Я резко помотала головой, раскидывая эти мысли. Я не приглашаю проблемы. Я приглашаю новое грандиозное приключение, а с Риоданом оно будет гарантированно столь же невероятным, сколько непредсказуемым. А если мы создадим убедительную иллюзию интимности? Для меня с моими яростно обострёнными чувствами все ощущалось исключительно реальным. Годы назад я знала, что выбрала Танцора отчасти из-за того, как сильно меня будоражил Риодан. Танцор был лёгким смехом и нормальным будущим. Риодан был бесконечным вызовом и будущим, которое невозможно предсказать. Будущее было здесь. У меня никогда не было нормальной жизни. С чего бы мне ожидать нормального будущего?
Меня наполнило неожиданное веселье. Я не теряла его, мы всего лишь изменялись, становились следующим этапом. В этом мы были хороши, я и он. Это наша сильная сторона. До меня дошло, что адаптация — это больше, чем выживание; это основа любви. Мы все менялись, каждый день, и выдерживавшие отношения — это отношения тех, что вместе оседлали волны, росли и позволяли друг другу эволюционировать. Поощряли это, даже когда это пугало. Адаптивность в отношениях — это полярная противоположность клетки. Необходимые обязательства в сочетании с необходимой свободой.
Он оседлал стул задом наперёд и снял рубашку, его спина гладко и прекрасно перекатывалась в свете пламени, и он сказал низким, сексуальным голосом:
— Ну же, Звёздная пылинка, заклейми своего мужчину. Я ждал этого охереть как долго.

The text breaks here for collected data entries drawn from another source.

PR #2125, opened 2017-03-14
Added column-toggle-hotkey module

ClayBenson94:
This is a re-do of [this](https://github.com/night/BetterTTV/pull/2123) pull request I made yesterday, but now on the appropriate v7 branch - instead of master. Additionally, it uses JQuery to listen for keypress events instead of Twitch's Mousetrap.

Let me know what you think! I had some considerations to make this a generic "Add navigation hotkeys" toggle, as I don't notice there being a toggle to enable global twitch hotkeys for navigation (maybe in a future version this could just be a toggle that adds a slew of hotkeys?)

### DIFF
--- a/src/modules/column_toggle_hotkey/index.js
+++ b/src/modules/column_toggle_hotkey/index.js
@@ -20,6 +20,11 @@ class ColumnToggleHotkeyModule {
             $(document).keydown(e => {
                 if (e.ctrlKey) {
                     if (e.which === 37) {
+                        // Check if you're in theater mode, don't click left one if you are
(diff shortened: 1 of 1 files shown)


ClayBenson94:
It seems as if this change messes with the ability to "UpArrow" to restore previously sent chat messages. Is there a better way to approach these key listeners to avoid something like this?

night:
Apologies for not realizing the point of this PR sooner. Twitch already has hotkeys for this: `alt+r` and `alt+l`

ClayBenson94:
Whoops! I honestly had no idea! Thanks for checking it out anyways :)

PR #2146, opened 2017-03-20
Improved chat settings dialogs

dougrk:
These changes improve the behavior and appearance of the dialog boxes that appear when users click on BetterTTV's chat settings.

Prior to these changes, the settings dialog was the built-in `prompt()` method, which stops the script until the user completes the dialog. This is undesirable behavior because it prevents both the chat and the player from working.

I introduced a new utility that provides a more robust dialog box controlled by jquery. 
promptexample1
The dialog remains on screen until the user clicks either the save or cancel button. Clicking on another chat option will replace the current prompt. When the user clicks save, a callback method is called, updating the settings exactly the same way it was done prior to the change. 

Not only does it solve the issue of `prompt()` stopping the script, it is also customizable. I copied some styles from the main BetterTTV settings panel to maintain a consistent appearance with the rest of the app.

I hope that you find these changes satisfactory and accept this pull request. 

-- Doug


night:
this is a decent idea, but I'm not sure if we want this. the end goal is to make these popups their own settings panel in the settings when it is redesigned

dougrk:
I agree that a redesign is a good solution, but with changes Twitch has made recently, I'm guessing that will be low priority for a while. This would be a good way to bridge the gap.

night:
I mean, we already have a design and implementation, it's just not baked into v7 yet

dougrk:
Alright, thanks. I guess that wraps this up then. I don't have mush else to add. The prompt as-is is pretty bad for UX, so I hope you guys release the redesign soon.

PR #2169, opened 2017-03-22
Anon chat and small error fixes

EhsanKia:


src/modules/anon_chat/index.js
```diff
@@ -0,0 +1,67 @@
...
+        }
+
+        const currentUser = twitch.getCurrentUser();
+        if (!currentUser) return;
+
+        const session = twitch.getCurrentTMISession();
+        if (!session) return;
+
+        try {
+            const prodConn = session._connections.aws || session._connections.prod || session._connections.main;
```
night: iirc there's only main now

src/modules/anon_chat/index.js
```diff
@@ -0,0 +1,67 @@
+const settings = require('../../settings');
+const watcher = require('../../watcher');
+const twitch = require('../../utils/twitch');
+const Raven = require('raven-js');
+
+const forcedURL = window.location.search && window.location.search.indexOf('bttv_anon_chat=true') > -1;
```
night: search should default to empty string.. also use .includes instead of indexOf

src/modules/anon_chat/index.js
```diff
@@ -0,0 +1,67 @@
...
+                prodConn._send('QUIT');
+            }
+        } catch (e) {
+            twitch.sendChatAdminMessage('BetterTTV: [Anon Chat] We encountered an error anonymizing your chat. You won\'t be hidden in this channel.');
+            Raven.captureException(e);
+        }
+    }
+
+    onMessage($el, data) {
+        if (this.ignoreNextDC && data.message.indexOf('unable to connect to chat') > -1) {
```
night: includes

src/modules/anon_chat/index.js
```diff
@@ -0,0 +1,67 @@
...
+class AnonChatModule {
+    constructor() {
+        settings.add({
+            id: 'anonChat',
+            name: 'Anon Chat',
+            defaultValue: false,
+            description: 'Join channels without appearing in chat'
+        });
+
+        this.ignoreNextDC = false;
```
night: should be stored outside of the class

src/modules/anon_chat/index.js
```diff
@@ -0,0 +1,67 @@
...
+        watcher.on('load.chat', () => this.load());
+        watcher.on('chat.message', ($el, emberView) => this.onMessage($el, emberView));
+        settings.on('changed.anonChat', () => this.load());
+    }
+
+    load(force) {
```
night: i'd much prefer an actual api for this rather than use load to toggle.. should be a .join and .part .. not hard since you can now easily store state outside the class

EhsanKia: Hmm, how's this implementation?

src/modules/anon_chat/index.js
```diff
@@ -0,0 +1,66 @@
...
+            description: 'Join channels without appearing in chat'
+        });
+
+        watcher.on('load.chat', () => this.load());
+        watcher.on('chat.message', ($el, emberView) => this.onMessage($el, emberView));
+        settings.on('changed.anonChat', () => this.load());
+    }
+
+    part() {
+        const currentUser = twitch.getCurrentUser();
```
night: pull all this logic out to a helper function that takes a nickname.. have this function send the message and call that

EhsanKia: third try's the charm?

src/modules/anon_chat/index.js
```diff
@@ -0,0 +1,65 @@
...
+
+        this.changeUser(currentUser.name, 'Logging you into chat...');
+        this.enabled = false;
+    }
+
+    load() {
+        if (forcedURL || settings.get('anonChat')) {
+            this.part();
+        } else {
+            this.join();
```
night: needs a way not to emit the message.. otherwise going into any chat will echo logging into chat

PR #4845, opened 2021-09-17
[Feature] Prepopulate user's frecent emotes

dclstn:


src/constants.js
```diff
@@ -174,6 +174,17 @@ export const emotesCategoryIds = {
   FRECENTS: 'frecents',
 };
 
+export const defaultFrequentEmotes = {
+  'twitch-global-25': {recentUses: [Date.now()], totalUses: 1, score: 100}, // Kappa
+  'twitch-global-305954156': {recentUses: [Date.now()], totalUses: 1, score: 100}, // PogChamp
+  'bttv-566c9f6365dbbdab32ec0532': {recentUses: [Date.now()], totalUses: 1, score: 100}, // ConcernDoge
```
dclstn, line 180: note: if we decide to merge #4846 then some of these prefixes will need to be updated

dclstn: e.g. `bttv-566c9f6365dbbdab32ec0532` will become `bttv-global-566c9f6365dbbdab32ec0532`

src/constants.js
```diff
@@ -174,6 +174,17 @@ export const emotesCategoryIds = {
   FRECENTS: 'frecents',
 };
 
+export const defaultFrequentEmotes = {
```
night, line 177: constants should never be camelCase.

for enum values, use `PascalCase`.
for everything else, use `SNAKE_CASE`.

src/constants.js
night: because emotes are unique per provider and can be duplicated between contexts, I'm not sure why we would want to put "global" in the key?

PR #4846, opened 2021-09-17
[Feature] Seperate Global and Channel BetterTTV emotes

dclstn:


src/modules/emote_menu/stores/index.js
```diff
@@ -73,14 +73,23 @@ class EmoteStore extends SafeEventEmitter {
...
+      twitch.getCurrentChannelProfilePicture(),
+    ]);
 
     emoteProviderCategories = [
       createCategory(
-        emotesCategoryIds.BETTERTTV,
-        'BetterTTV',
+        emotesCategoryIds.BETTERTTV_CHANNEL,
+        'BetterTTV Channel',
+        Icons.IMAGE(channelPicture == null ? cdn.url('/assets/logos/mascot.png') : channelPicture, 'BetterTTV'),
```
night, line 85: it is confusing to use the same image for the channel all over the place. we need to have distinguishable icons

dclstn: any ideas on what the image could be instead?

night: maybe there's some way we can build a component which renders the channel icon with a provider icon overlaid in the bottom right corner.

night:
superseded by cbdb9e03a24df6d04078503b0c133ce8c95c8d1d

PR #4847, opened 2021-09-17
[Feature] Smart tool-tips

dclstn:
PR adds tooltips to make the new emote menu easier to navigate

image


src/constants.js
```diff
@@ -174,6 +174,11 @@ export const emotesCategoryIds = {
   FRECENTS: 'frecents',
 };
 
+export const tipIds = {
+  EMOTE_MENU_ALT_FAVORITE_EMOTE: 'clickAltToFavoriteEmote',
```
night, line 178: why do we need key codes in these identifiers? just name them what they are for?

```
emoteMenuFavorite
emoteMenuPreventClose
```

src/modules/emote_menu/components/Menu.jsx
```diff
@@ -90,7 +95,9 @@ export default function EmoteMenu({triggerRef, appendToChat}) {
 
   return (
     <>
-      <Header className={styles.header} value={search} onChange={setSearch} onHide={onHide} selected={selected} />
+      <TipWhisper>
```
night, line 98: rather than making a tooltip, i'd prefer to designate a part of the menu container to showing tips. We could allocate a small 16px box at the bottom to show tips in, if available.

src/modules/emote_menu/components/TipWhisper.jsx
```diff
@@ -0,0 +1,67 @@
...
+  const [tooltip, setTooltip] = useState(null);
+
+  useEffect(() => {
+    const mostValuableTooltip = calcMostValuableTooltip([
+      tips.getTip(tipIds.EMOTE_MENU_SHIFT_MULTIPLE_EMOTES),
+      tips.getTip(tipIds.EMOTE_MENU_ALT_FAVORITE_EMOTE),
+    ]);
+
+    // we either don't show the tooltip cause there is none or randomly don't as to avoid being obnoxious
+    if (mostValuableTooltip == null && Math.random() < RANDOM_DONT_SHOW_TOOLTIP) {
```
night, line 40: I don't think we should randomly show the tip or not. the point is to get a user to try it, and since it goes away once they do I think that's good enough.

src/modules/emote_menu/components/TipWhisper.jsx
```diff
@@ -0,0 +1,67 @@
...
+      return;
+    }
+
+    setTooltip(mostValuableTooltip);
+    const timeout = setTimeout(() => triggerRef.current.open(), DELAY_SHOW_TOOLTIP);
```
night, line 45: I don't think we need a delay if we're allocating space to it.

src/utils/tips.js
```diff
@@ -0,0 +1,48 @@
+import storage from '../storage.js';
+
+class Tips {
+  constructor() {
+    this.tips = storage.get('tips');
```
night, line 5: do we need a whole storage for this? could we store individual storage keys for these?

PR #5046, opened 2021-11-26
[Feature] Add AlwaysSourceQuality Setting 

### LINKED ISSUE #5044: A setting that automatically sets the resolution of streams to source quality
Could you please add a setting that automatically sets the resolution of streams to source quality. This is already accomplished with the script referred to as "Enhance twitch" (https://greasyfork.org/en/scripts/375467-enhance-twitch) on greasyfork.com but adding this feature to betterttv minimizes the need to install extra scripts to use this feature.

whitecrownclown:
Hello,

I've implemented the setting mentioned in #5044. 

- It updates the localStorage with the twitch equivalent for the `source` quality. `{default: 'chunked'}`. Twitch will then use this value when opening a new page / navigating away.
- For the initial switch, if you're not navigating/refreshing, we retrieve the player qualities and search for the source (highest bitrate). We could assume it's always the first in the list or search by name, but I thought it would be safer this way.
- I'm also not entirely sure of the naming / description, suggestions are welcomed.

If this is something you want added, please provide feedback. @night 

Thanks!

Closes #5044

### DIFF
--- a/src/constants.js
+++ b/src/constants.js
@@ -12,6 +12,7 @@ export const SettingIds = {
   TAB_COMPLETION_EMOTE_PRIORITY: 'tabCompletionEmotePriority',
   WHISPERS: 'whispers',
   SHOW_DIRECTORY_LIVE_TAB: 'showDirectoryLiveTab',
+  ALWAYS_SOURCE_QUALITY: 'alwaysSourceQuality',
   CHANNEL_POINTS_MESSAGE_HIGHLIGHTS: 'channelPointsMessageHighlights',
   EMOTE_MENU: 'clickTwitchEmotes',
   DARKENED_MODE: 'darkenedMode',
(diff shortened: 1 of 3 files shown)


32423d:
Thank you for creating this feature. I appreciate it. The setting could be called "Always Use Source Quality".  A possible description could be "Forces stream quality to use source quality".

whitecrownclown:
> Thank you for creating this feature. I appreciate it. The setting could be called "Always Use Source Quality". A possible description could be "Forces stream quality to use source quality".

Thanks! I've updated the name & description.

night:
I'm confused how this will actually help. BetterTTV persists settings in the same place Twitch does. Twitch already remembers your configured quality and applies it for you.

32423d:
> I'm confused how this will actually help. BetterTTV persists settings in the same place Twitch does. Twitch already remembers your configured quality and applies it for you.

It seems the browser saves the configured quality in the browser cookies and not in the account settings of Twitch. If the browser cookies were to be cleared it would also clear the betterttv configuration that is saved but if you were to open a save file for the betterttv configuration with the AlwaysSourceQuality saved in the betterttv configuration you wouldn't have to set the quality to source yourself which would save a few clicks.

night:
In the current state I don't think this option makes sense since the settings would be wiped on cookie clear. We can re-evaluate should this change down the road.

whitecrownclown:
Thanks for the update, I'll close this PR for now.

PR #5058, opened 2021-11-30
[Feature] Mark Chat As Read

### LINKED ISSUE #2049: Feature Request: Hotkey to mark chat as read
Would be super helpful, as a streamer, to be able to have a keybind that marks your entire chat as read (grays it out?), or places some sort of marker, which makes it easier to quickly glance at chat and find the first new message.

whitecrownclown:
Hello,

- Added a new setting that allows for double click on the chat list in order to "mark" the current messages as read. Currently done by lowering the opacity.

Closes #2049


night:
I don't think this implementation makes sense at this time. The notion of a read message doesn't really have much use given how ephemeral messages are. The usefulness of this is limited to smaller chats, but having to manually mark messages makes this feature a pain to use rather than solves a problem. Typical chat clients rely on scroll state to determine read state, but because streamers are in-game we don't really know what they have read. Really only a hotkey style approach may work here, as otherwise we'd require them to leave their window context to chat context.

PR #5059, opened 2021-11-30
[Feature] Configurable number of pinned highlights

### LINKED ISSUE #901: Pinned highlighed messages: Set maximum amount pinned
Currently there is the ability to make pinned messages time out after 1 minute... but it would be really useful to set how many you want pinned.

I use several chat windows while streaming and some are too small to have more than 5 pinned. One is significantly bigger and I could use having ~15 pinned.

whitecrownclown:
Hello,

- Added a new setting where you can input the number of pinned higlights instead of the current 10.

Closes #901


src/modules/settings/components/settings/PinnedHighlights.jsx
```diff
@@ -1,22 +1,35 @@
...
   const [value, setValue] = useStorageState(SettingIds.PINNED_HIGHLIGHTS);
+  const [pinnedHighlights, setPinnedHighlights] = useStorageState(SettingIds.NUMBER_OF_PINNED_HIGHLIGHTS);
 
   return (
     <Panel header="Pinned Highlights">
       <div className={styles.toggle}>
-        <p className={styles.description}>Pins your last ten highlighted messages above chat</p>
+        <p className={styles.description}>
+          Pins your last{' '}
+          <Input
```
night, line 18: i'm not a fan of inlining settings into the description. Please use two setting rows within a Pinned Highlights panel instead.

PR #5075, opened 2021-12-11
[Feature] Show Locked Channel Emotes

dclstn:
Show locked emotes within the emote menu


src/modules/emote_menu/utils/youtube-emotes.js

Своего мужчину. Мне нравилось это. Святой ад, мне это нравилось. Риодан Киллиан Сент-Джеймс только что назвал себя моим мужчиной.
— Если только ты не боишься связать себя со зверем вроде меня, — подначивал он.
Я фыркнула.
— Вот ещё. Я заклеймлю твою задницу.
Он рассмеялся.
— Позвоночник. Там эффективнее. Но закончи её, и можешь делать с моей задницей все, что угодно. Только помни, расплачиваться придётся той же монетой.
Я выгнула бровь.
— Ты можешь пожалеть об этом, — я была одержимой вожделением, неукротимой женщиной.
— С тобой никаких запретов. Покажи мне, что у тебя есть, Детка, — поддразнил он.
Я бы подразнила в ответ, но меня накрыло внезапной тревогой.
— Что насчёт моей крови? — ему пришлось смешать нашу кровь, чтобы закончить мою татуировку. Если моя кровь изменилась, не навредит ли она ему?